14 October 2014. Astellas Pharma Inc. in Tokyo is collaborating with a genetics and ophthalmology lab at Harvard University to discover more about the onset of the eye disease retinitis pigmentosa and identify therapy targets. Financial details of the three-year deal with Harvard were not disclosed.
Retinitis pigmentosa is a family of inherited eye disorders that result in damage to the retina, specifically breakdown and failure of photoreceptor cells in the retina leading to progressive vision loss. The disease takes several forms, but it generally results in failure of photoreceptor cells detecting light and color, and helping eyes see in dim light. As a result, people with retinitis pigmentosa may experience symptoms such as night blindness and loss of peripheral vision. The organization Research to Prevent Blindness says some 100,000 people in the U.S. have retinitis pigmentosa.

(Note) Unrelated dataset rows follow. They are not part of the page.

Issue #531, opened 2016-03-18
[xplat] Mono build broken - FEATURE_PIPE_SECURITY related?


radical:
xplat build is broken. I disabled `FEATURE_PIPE_SECURITY` in dir.props . But then I get this:

```
BackEnd/Components/Communications/NodeProviderOutOfProcBase.cs(343,42): error CS0122: `System.IO.Pipes.PipeSecurity.PipeSecurity(System.Runtime.InteropServices.SafeHandle, System.Security.AccessControl.AccessControlSections)' is inaccessible due to its protection level [/Users/ankit/dev/msbuild/src/XMakeBuildEngine/Microsoft.Build.csproj]
BackEnd/Node/NodeConfiguration.cs(146,24): error CS1061: Type `Microsoft.Build.BackEnd.INodePacketTranslator' does not contain a definition for `TranslateDotNet' and no extension method `TranslateDotNet' of type `Microsoft.Build.BackEnd.INodePacketTranslator' could be found. Are you missing an assembly reference? [/Users/ankit/dev/msbuild/src/XMakeBuildEngine/Mi
crosoft.Build.csproj]
```

.. and the relevant code ...

```
 340 #if FEATURE_PIPE_SECURITY
 341                     PipeSecurity remoteSecurity = nodeStream.GetAccessControl();
 342 #else
 343                     var remoteSecurity = new PipeSecurity(nodeStream.SafePipeHandle, System.Security.AccessControl.AccessControlSections.Access |
 344                         System.Security.AccessControl.AccessControlSections.Owner | System.Security.AccessControl.AccessControlSections.Group);
 345 #endif
```

radical:
Fixed in #533 .

PR #533, opened 2016-03-18
Fix mono/OSX build

radical:
- Disable FEATURE_PIPE_SECURITY for mono builds
- #if out a PipeSecurity use
- s,FEATURE_APPDOMAIN,FEATURE_BINARY_SERIALIZATION,
    for using INodePacketTranslator.TranslateDotNet

Issue #531

### DIFF
--- a/src/XMakeBuildEngine/BackEnd/Node/NodeConfiguration.cs
+++ b/src/XMakeBuildEngine/BackEnd/Node/NodeConfiguration.cs
@@ -142,7 +142,7 @@ namespace Microsoft.Build.BackEnd
             translator.Translate(ref _nodeId);
             translator.Translate(ref _buildParameters, BuildParameters.FactoryForDeserialization);
             translator.TranslateArray(ref _forwardingLoggers, LoggerDescription.FactoryForTranslation);
-#if FEATURE_APPDOMAIN
+#if FEATURE_BINARY_SERIALIZATION && FEATURE_APPDOMAIN
             translator.TranslateDotNet(ref _appDomainSetup);
 #endif
         }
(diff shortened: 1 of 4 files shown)


src/XMakeBuildEngine/BackEnd/Node/NodeConfiguration.cs
```diff
@@ -142,7 +142,7 @@ public void Translate(INodePacketTranslator translator)
             translator.Translate(ref _nodeId);
             translator.Translate(ref _buildParameters, BuildParameters.FactoryForDeserialization);
             translator.TranslateArray(ref _forwardingLoggers, LoggerDescription.FactoryForTranslation);
-#if FEATURE_APPDOMAIN
+#if FEATURE_BINARY_SERIALIZATION
```
dsplaisted: What's the reason for this change?  You shouldn't be serializing AppDomainSetup unless AppDomain's are available.  Combining both also seems reasonable:

    #if FEATURE_APPDOMAIN && FEATURE_BINARY_SERIALIZATION

radical: I based this solely on the availability of `INodePacketTranslator.TranslateDotNet`, which is defined for `FEATURE_BINARY_SERIALIZATION` .

radical: And you are correct, _appDomainSetup is available only for FEATURE_APPDOMAIN, so, it should be a combination.

radical:
I had committed a similar "fix" for `INodePacketTranslator.TranslateDotNet` use earlier, fixing that again in #535 .

dsplaisted:
LGTM, though I would just include the one-line change from #535 in this PR instead of keeping it separate.

radical:
Updated.

AndyGerlicher:
LGTM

The collaboration engages the lab of Constance Cepko, a professor of genetics and ophthalmology at Harvard Medical School. Cepko’s lab conducts research on the role of genetics in eye disorders, including work on genetic causes of photoreceptor cell loss and design of gene therapies to address these disorders. The lab is also studying use of benign viruses — those not causing disease — to trace nerve cell pathways in the eyes.
For this partnership, Cepko and colleagues will harness adeno-associated viruses, benign viruses for delivering gene therapies, to identify and verify genes associated with prolonging healthy vision among people inheriting retinitis pigmentosa. If the studies by Cepko’s lab lead to promising treatment options, Astellas will negotiate an exclusive license of the technologies for further development and commercialization.
The deal with Harvard is one of the first collaborations generated by Astellas’s Innovation Management division that started in October 2013. The division, says Astellas, establishes partnerships with labs outside the company to find opportunities in preclinical research.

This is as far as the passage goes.